Translated title of the contribution: Inclusion body myositis pathomechanism and therapy

Andrea Váncsa, K. Dankó

Research output: Contribution to journalArticle

6 Citations (Scopus)

Abstract

Inclusion body myositis is an acquired inflammatory muscle disease belonging to the family of idiopathic inflammatory myopathy with vacuola formation. Approximately 15-28% of idiopathic inflammatory myopathy patients suffer from inclusion body myositis. Early diagnosis is very important due to the slowly progressive disease course and consecutive muscle atrophy.
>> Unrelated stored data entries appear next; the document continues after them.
Issue #2313, opened 2026-07-28
Proposal: Verifying Third-Party Agent Execution Evidence Cheat Sheet


astrogilda:
I would like to propose a short cheat sheet, and I would rather check the idea here before writing anything.

When a team adopts a third-party agent, MCP server or skill, they usually end up holding some record of what it did: a log, a telemetry export, a scan result. The reviewer's question is whether that record can be trusted, and often it cannot, for a reason that is invisible on the page. The record was produced by the same process the record is about. This is not hypothetical. Products in this space ship fail-open telemetry, execution logs the observed process can write to, and receipts sealed with a shared secret so anyone who can verify can also forge.

What I think would help is a short set of questions a reviewer can ask about a record they have been handed, with the failure each one catches. Six of them, about three pages, and I would rather cut than add. Things like: could the observed component have altered this, was it watched during execution or reconstructed afterwards, is the delivery path fail-open, and can it be verified by someone who cannot also produce it.

It sits next to the MCP and agentic material rather than overlapping it, since those cover what can go wrong and this covers how you would know. The closest fit in the series is Section 10 of the MCP Security Cheat Sheet, Monitoring, Logging and Auditing, whose five bullets ask for logging, SIEM ingestion, alerting, redaction and audits, and none of which asks whether the record can be trusted given who produced it.

I would rather co-route this through the GenAI project than write it solo, and I am happy for it to land under whatever ownership you prefer. If someone already working on the agentic entries wants to co-author, I would prefer that. For disclosure: I maintain in-toto/attestation#570 and its conformance suite, so I have an interest here. Happy to be told it is out of scope.

Edited 2026-08-20 to point at the right document. This named MCP08 in the MCP Top 10, which does require tamper-evident logging with cryptographic hashing and write-once storage, so the sentence was wrong about that page. The gap is in the series' own MCP Security Cheat Sheet, Section 10, which is where @mackowski checked it below.

Rul1an:
Worth a line under your last question, the one about whether a record can be verified by someone who cannot also produce it, because the same problem reappears one level up. It applies to the corpora people check records against, not only to the records.

Agreement between implementations is weak evidence when they share an author or a lineage. And an N-of-N score reports how many cases someone thought to write, not how much of the normative surface is pinned, so a clean sheet can mean the suite is thorough or that it is small.

Six questions and three pages is the right size, so this may well be one of the things you meant to cut. If it goes ahead I would be glad to help with drafting.

[...]

PR #2324, opened 2026-08-03
ci: add Index.md drift check

sedat4ras:
Closes #2273

The published website already regenerates `Index.md` at site-build time (`scripts/Generate_Site_mkDocs.sh` runs `Update_CheatSheets_Index.py` on every deploy), so this drift only affects the copy committed in the repo — which is what people browsing GitHub see. This PR keeps that committed copy honest:

- **Regenerates `Index.md`** to match the current contents of `cheatsheets/` (92 → 120 cheat sheets), so the check lands green.
- **Adds a standalone CI workflow** (`index-drift-check.yml`) that runs the existing `Update_CheatSheets_Index.py` on PRs touching `cheatsheets/**`, `Index.md`, or the script itself, and fails with an actionable error if the committed `Index.md` diverges from the regenerated output.

Deliberately does not build on #2247 — it runs the script as-is, per maintainer guidance in the issue.

Tested locally: passes on a freshly regenerated index; fails as expected when a cheat sheet is added without updating `Index.md`.

PR #2332, opened 2026-08-04
Add Verifying Third-Party Agent Execution Evidence Cheat Sheet

astrogilda:
Here is the new cheat sheet, Verifying_Third_Party_Agent_Execution_Evidence_Cheat_Sheet.md, proposed and approved in #2313. Thank you @mackowski for testing my claim against the MCP Security sheet yourself instead of taking my word for it, and @jmanico for the go ahead. The gap you found is exactly what the new file is for: MCP Security Section 10 and AI Agent Security Section 6 both say to log every tool invocation, and both of those instructions are met by a log the observed component wrote about itself. Nowhere does the series yet ask whether such a log deserves belief, given who produced it.

The sheet hands reviewers a checklist, not an implementation guide. Six questions to ask about a record a supplier gave you, each paired with the failure it catches, and three outcomes to grade the answers with: independently re-checkable, supplier assertion, or no information about that execution. The questions ask who could have written or altered the record, whether anybody captured it while the work ran or assembled it afterwards, and whether its subject is named precisely enough to re-check. They also ask whether an omission would be visible to you, what became of the evidence once recording or delivery failed, and whether a party able to check the artifact could equally well manufacture one. Those six behave identically against a plain signed JSON log, an in-toto Statement, a COSE receipt, or a proprietary vendor export, and no mechanism it names anywhere becomes a requirement.

Scope here is one file and nothing besides, since Index.md needs no entry, which I checked instead of assuming. Your site build runs Update_CheatSheets_Index.py, regenerating the index from whatever sits in the directory, and mkdocs.yml points docs_dir at cheatsheets with no nav key at all. I put the file straight into cheatsheets, and relocating it to cheatsheets_draft costs one line if you would rather it started there. The committed Index.md already lags the directory badly, so hand editing would only leave a conflict for whoever rebuilds it next.

Your own toolchain ran before I opened this, driven from the package.json in the repo. Markdown lint and terminology lint both exit 0, and the link checker under your config reports 21 of 21 good, a count that includes three relative links into sibling cheat sheets. I also walked the citation density workflow by hand and found an inline citation under all five H2 headings, while the scope workflow sees a single cheat sheet touched and 136 lines added.

Every quotation came from the primary document, never from somebody's summary. Local copies of all ten sources sit on my disk, and I matched each quoted string against them character for character. The habit earned its keep here: an earlier draft cited slsa.dev/spec/v1.0/verifying-artifacts, which answers 200 and yet carries a Retired banner across the top of the page, and a link checker cannot see a banner. That citation now points at v1.2, which is approved and carries the same wording.

@Rul1an raised something in the issue thread that deserves credit. Question 6 asks whether a record can be checked by a party who cannot also produce one, and he noticed the identical problem returning a level higher up, among the conformance corpora people check records against. Agreement between implementations is weak evidence when they share a lineage, and a spotless score reports how many cases somebody thought to write down. He is right, and I drafted a passage on corpora before cutting it, because the sheet was growing past what any reviewer will sit through and corpora are really their own subject. The passage can come back, and I would far prefer his co-authorship on it over paraphrasing his argument back at him.

What falls outside gets stated plainly, so Section 7 of MCP Security keeps ownership of the live channel between agent and server. Runs spanning several parties are the harder case, because the failure surfaces at the seams: one agent logs a delegation, its counterparty holds nothing showing receipt, and no question about a single artifact reaches across the gap. A second sheet covering delegation across parties is the natural follow up.

A note on the format rules, since it is the box most likely to draw an argument. Your style guide asks that quotations from other articles use blockquote syntax. Mine are short fragments sitting inside sentences, where a blockquote would snap the surrounding sentence in half, so I followed existing practice: Software Supply Chain Security quotes NIST SP 800-204D and SLSA identically at lines 5 and 136. Happy to lift mine into blockquotes if you would prefer reading them that way.

- [x] In case of a new Cheat Sheet, you have used the [Cheat Sheet template](../templates/New_CheatSheet.md).
- [ ] All your assets are stored in the **assets** folder. Left unticked because the change adds no assets.
- [ ] All the images used are in the **PNG** format. Left unticked because the change adds no images.
- [ ] The CI build of your PR pass, see the build status [here](https://github.com/OWASP/CheatSheetSeries/actions). Left unticked because CI has not run yet at the moment I press the button. The local equivalents are green and I will confirm here once your build finishes.

- [x] I have used AI tools to generate the contents of this PR. I have verified the contents and I affirm the results. The LLM used is `Claude Opus 4.8` and the prompt used is `tighten this OWASP cheat sheet that I generated on verifying third-party agent execution evidence for this repo`. I have independently verified every citation and technical claim against the cited source.

This PR fixes issue #2313.


astrogilda:
Thanks @mackowski and @jmanico for the ack on #2313, and sorry to bump it.

The PR has been open since the 4th and every workflow on it is sitting behind the first-contribution approval gate. Five runs exist against head 2225dd7c, created within seconds of the pull request, and all five completed with conclusion `action_required`: Build website, PR Scope Check, Citation Density Check, Markdown Link Check and Markdown Lint Check. None of them is queued and none has executed, so there is nothing green or red to read yet. The `author_association` on this pull request reads NONE, which is what puts them there. One press of approve and run releases all five together, and I would like it green before anyone spends review time on it.

I ran the repo's own checks against the branch in the meantime. markdownlint and textlint came back clean. The citation check passes on all five of the new sections, and the scope check is fine at one file and 136 lines. The only thing link-check flagged was a 429 on the ASVS page, which answers 200 on a direct fetch, so I think that's rate limiting. I cite that page four times and can cut it to one if it keeps tripping.

Happy to fix whatever CI reports.

Edited 2026-08-20. This said no workflows had run and that there were zero runs. Five runs exist against head 2225dd7c and have done since the pull request opened; all five are held at action_required behind the first-contribution approval, which from the outside looks the same as an empty queue.

astrogilda:
All five workflow runs on this pull request sit at `action_required`. That is the first-contribution approval GitHub asks for, and author_association on this one reads NONE, so a single press of approve and run releases Build website, PR Scope Check, Citation Density Check, Markdown Link Check, and Markdown Lint Check together. None of them is queued. I raise it because from the outside the two states look identical.

Since it has been a couple of weeks I re-checked what rots while a branch waits. All eighteen external links in the sheet resolve today. The citation density workflow wants an inline `[text](https://...)` under every added H2, and each of the five sections has one. The scope workflow sees one cheat sheet touched and 136 net additions against MAX_CHEATSHEETS_TOUCHED: 3 and MAX_NET_ADDITIONS: 1500. The branch still merges onto master with no conflict.

Two choices are yours and neither costs me anything. If a new sheet should begin life in `cheatsheets_draft`, that is a one line move and I will push it whenever you say. If you would prefer the short quoted fragments lifted into blockquotes, I will change them. They sit inline today to match Software Supply Chain Security, which quotes NIST SP 800-204D at line 5 and SLSA 1.0 at line 136 the same way.

@mackowski, thank you for going and checking the claim against the MCP Security sheet yourself, and @jmanico for the go ahead on #2313.

jmanico (approved):

andrzejsydor (approved):

cheatsheets/Verifying_Third_Party_Agent_Execution_Evidence_Cheat_Sheet.md
```diff
@@ -0,0 +1,136 @@
+# Verifying Third-Party Agent Execution Evidence Cheat Sheet
+
+## Introduction
+
+A team that adopts an agent, an MCP server, or a skill it did not build ends up holding a record of what that component did, and someone has to say what that record establishes. [MCP Security](https://cheatsheetseries.owasp.org/cheatsheets/MCP_Security_Cheat_Sheet.html#10-monitoring-logging-auditing) and [AI Agent Security](https://cheatsheetseries.owasp.org/cheatsheets/AI_Agent_Security_Cheat_Sheet.html#6-monitoring-observability) both tell you to log every tool invocation, and each of those instructions is satisfied by a record the observed component wrote about itself. This cheat sheet covers the other side of that exchange, where the record was produced by the same party it describes. It gives a reviewer six questions to ask of such a record, and a way to score the answers.
```
mackowski: **Expand MCP on first use, and unpack the opening.** Every other sheet in the series expands it (`MCP_Security_Cheat_Sheet.md:5`, `AI_Agent_Security_Cheat_Sheet.md:32`). "The other side of that exchange" is also doing a lot of unexplained work here, and the passive "is satisfied by" hides who acts.

```suggestion
A team that adopts an agent, a Model Context Protocol (MCP) server, or a skill it did not build ends up holding a record of what that component did, and someone has to say what that record establishes. [MCP Security](https://cheatsheetseries.owasp.org/cheatsheets/MCP_Security_Cheat_Sheet.html#10-monitoring-logging-auditing) and [AI Agent Security](https://cheatsheetseries.owasp.org/cheatsheets/AI_Agent_Security_Cheat_Sheet.html#6-monitoring-observability) both tell you to log every tool invocation, and you can satisfy both instructions with a record the observed component wrote about itself. This cheat sheet covers what happens next: how to judge a record whose producer is the same party it describes. It gives a reviewer six questions to ask of such a record, and a way to score the answers.
```

cheatsheets/Verifying_Third_Party_Agent_Execution_Evidence_Cheat_Sheet.md
```diff
@@ -0,0 +1,136 @@
...
+
+## Three Review Outcomes
+
+Score each question below with one of three outcomes, and score the record no higher than its weakest answer. [MCP08:2025 Lack of Audit and Telemetry](https://owasp.org/www-project-mcp-top-10/2025/MCP08-2025%E2%80%93Lack-of-Audit-and-Telemetry) recommends "cryptographic hashing (HMAC, SHA-256) to log files for integrity" and "audit trail self-verification, where logs cross-reference session data for consistency". Both are sound for an operator who holds the logs and the key. A reviewer holds neither.
```
mackowski: **This is the one change I'd most like to see.** As written, "score the record no higher than its weakest answer" combined with line 113's "an unsigned export gives no information" grades a typical SaaS vendor JSON log at the bottom outcome, whose column reads "Nothing." That contradicts your own line 14, which grants supplier assertions operational value. A developer applying the rule literally concludes their existing telemetry is worthless and stops reading. Scoping the rule to *disputes with the supplier* keeps the argument intact without that side effect.

```suggestion
Score each question below with one of three outcomes. The weakest answer bounds what the record can settle in a dispute with the supplier; it does not bound what the record is worth operationally. [MCP08:2025 Lack of Audit and Telemetry](https://owasp.org/www-project-mcp-top-10/2025/MCP08-2025%E2%80%93Lack-of-Audit-and-Telemetry) recommends "cryptographic hashing (HMAC, SHA-256) to log files for integrity" and "audit trail self-verification, where logs cross-reference session data for consistency". Both are sound for an operator who holds the logs and the key. A reviewer holds neither.
```

cheatsheets/Verifying_Third_Party_Agent_Execution_Evidence_Cheat_Sheet.md
```diff
@@ -0,0 +1,136 @@
...
+
+| Outcome | What it means | What it will carry |
+|---|---|---|
+| Independently re-checkable | A party who cannot produce the record can confirm it, from material the producer does not control when the check runs. | A disagreement with the supplier. |
+| Supplier assertion | A claim by an interested party. It may well be true, and nothing in the record establishes it. | Operational awareness, and anything the supplier has no incentive to misstate. |
+| No information about this execution | The record cannot distinguish a clean run from no run at all. | Nothing. |
```
mackowski: **Table header and first cell.** "What it will carry" is an unexplained metaphor, and the cell "A disagreement with the supplier." is not comprehensible standing alone — it reads as though the record *is* a disagreement. Also switches line 14's contrastive "and" to "but" (a tic that recurs at lines 42 and 102, and reads as an error to non-native readers).

```suggestion
| Outcome | What it means | What the record can support |
|---|---|---|
| Independently re-checkable | A party who cannot produce the record can confirm it, from material the producer does not control when the check runs. | Enough weight to settle a disagreement with the supplier. |
| Supplier assertion | A claim by an interested party. It may well be true, but nothing in the record establishes it. | Operational awareness, plus anything the supplier has no incentive to misstate. |
| No information about this execution | The record cannot distinguish a clean run from no run at all. | Nothing. |
```

cheatsheets/Verifying_Third_Party_Agent_Execution_Evidence_Cheat_Sheet.md
```diff
@@ -0,0 +1,136 @@
...
+
+Three activities get called verification, and this sheet keeps them apart: reading a record or re-running the producer's own tool over it is re-checking, watching an event as it happens is witnessing, and re-checking offline as a party who trusts neither the component nor its operator is what these questions test. The [Logging Cheat Sheet](https://cheatsheetseries.owasp.org/cheatsheets/Logging_Cheat_Sheet.html#verification) uses the word in its own sense, of testing that logging works as specified, and both senses are in ordinary use across this series.
```
mackowski: **56-word sentence with three comma-joined definitions**, and the third clause breaks the parallel structure (term-last instead of term-first), so a reader has to backtrack. Naming each term in bold and splitting off the last clause fixes it without losing anything.

```suggestion
Three different activities are called verification, and this sheet keeps them apart: **re-checking** is reading a record or re-running the producer's own tool over it; **witnessing** is watching an event as it happens; **independent re-checking** is checking offline as a party who trusts neither the component nor its operator. The six questions below test the third. The [Logging Cheat Sheet](https://cheatsheetseries.owasp.org/cheatsheets/Logging_Cheat_Sheet.html#verification) uses the word in its own sense, of testing that logging works as specified, and both senses are in ordinary use across this series.
```

cheatsheets/Verifying_Third_Party_Agent_Execution_Evidence_Cheat_Sheet.md
```diff
@@ -0,0 +1,136 @@
...
+
+## Six Questions to Ask About an Execution Record
+
+These are questions about a record as an artifact, so they apply to a plain signed JSON log, a structured attestation such as an [in-toto Statement](https://github.com/in-toto/attestation/blob/main/spec/v1/statement.md), a [COSE receipt](https://datatracker.ietf.org/doc/html/rfc9942), or a supplier's proprietary export. Each closes with the outcome that common answers map to.
```
mackowski: **Expand COSE on first use** — same rule as MCP above.

```suggestion
These are questions about a record as an artifact, so they apply to a plain signed JSON log, a structured attestation such as an [in-toto Statement](https://github.com/in-toto/attestation/blob/main/spec/v1/statement.md), a [COSE (CBOR Object Signing and Encryption) receipt](https://datatracker.ietf.org/doc/html/rfc9942), or a supplier's proprietary export. Each closes with the outcome that common answers map to.
```

cheatsheets/Verifying_Third_Party_Agent_Execution_Evidence_Cheat_Sheet.md
```diff
@@ -0,0 +1,136 @@
...
+- Count parties, not processes. A recorder the supplier operates is one party however many hosts it spans.
+- Look for an input the component did not choose. A recorder fed only by the component records the component's report.
+- Check whether the signing service will sign arbitrary content on the component's request.
+- If it will, that signature is worth what a readable key is worth.
+- Look for a copy landing where the component cannot change it. [ASVS 16.4.2](https://github.com/OWASP/ASVS/blob/master/5.0/en/0x25-V16-Security-Logging-and-Error-Handling.md) asks that logs "cannot be modified".
+
+**Outcome.** Most agent telemetry shipping today is a supplier assertion, and it is worth saying so plainly: SDK-emitted spans, a framework's own traces, an MCP server's logs, and a hosted provider's export are all fed by the component and handled downstream by a single party. Independently re-checkable needs an input the component did not choose and a party with no stake in the answer. A supplier who will not describe the path scores no information. Where the answer is supplier assertion and you still have to proceed:
```
mackowski: **Two small things.** "and it is worth saying so plainly" is meta-commentary the list right after it already earns. And `**Outcome.**` should be `**Outcome:**` — colon-style bold lead-ins are the series convention (`**Example:**` appears 57 times across `cheatsheets/`; the period style appears nowhere). Same change applies at lines 53, 67, 84, 98, and 113.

Inclusion body myositis is the most common chronic progressive muscle disease over the age of 50 years. Both degenerative processes including β-amyloid accumulation and inflammatory processes, such as CD8 positive T-lymphocytes mediated cellular citotoxicity take part in the pathomechanism of the inclusion body myositis. These findings are well demonstrated by the parallel presence of vacuolized muscle fibers rarely invaded by T cells and intact muscle fibers invaded by inflammatory T-cells in biopsy specimens. MHC-I/CD8 komplex was introduced into the newly revised diagnostic criteria as a specific immune marker which helps to differentiate inclusion body myositis from aspecific inflammation present in other muscle dystrophies. Clinically both proximal and distal muscle weakness, respiratory muscle weakness and dysphagia are present. Interstitial lung disease is infrequent. Inclusion body myositis responds poorly to antiinflammatory treatment due to the predominant degenerative processes and it often results in only biochemical response instead of clinical. Diagnosis and differential diagnosis of inclusion body myositis are a very special challenge for the physician due to the diagnostic procedures which need immunhistochemical background. New therapeutic targets, monoclonal antibodies against the costimulatory molecules, anticitokine therapy may provide further improvement in the quality of life of inclusion body myositis patients.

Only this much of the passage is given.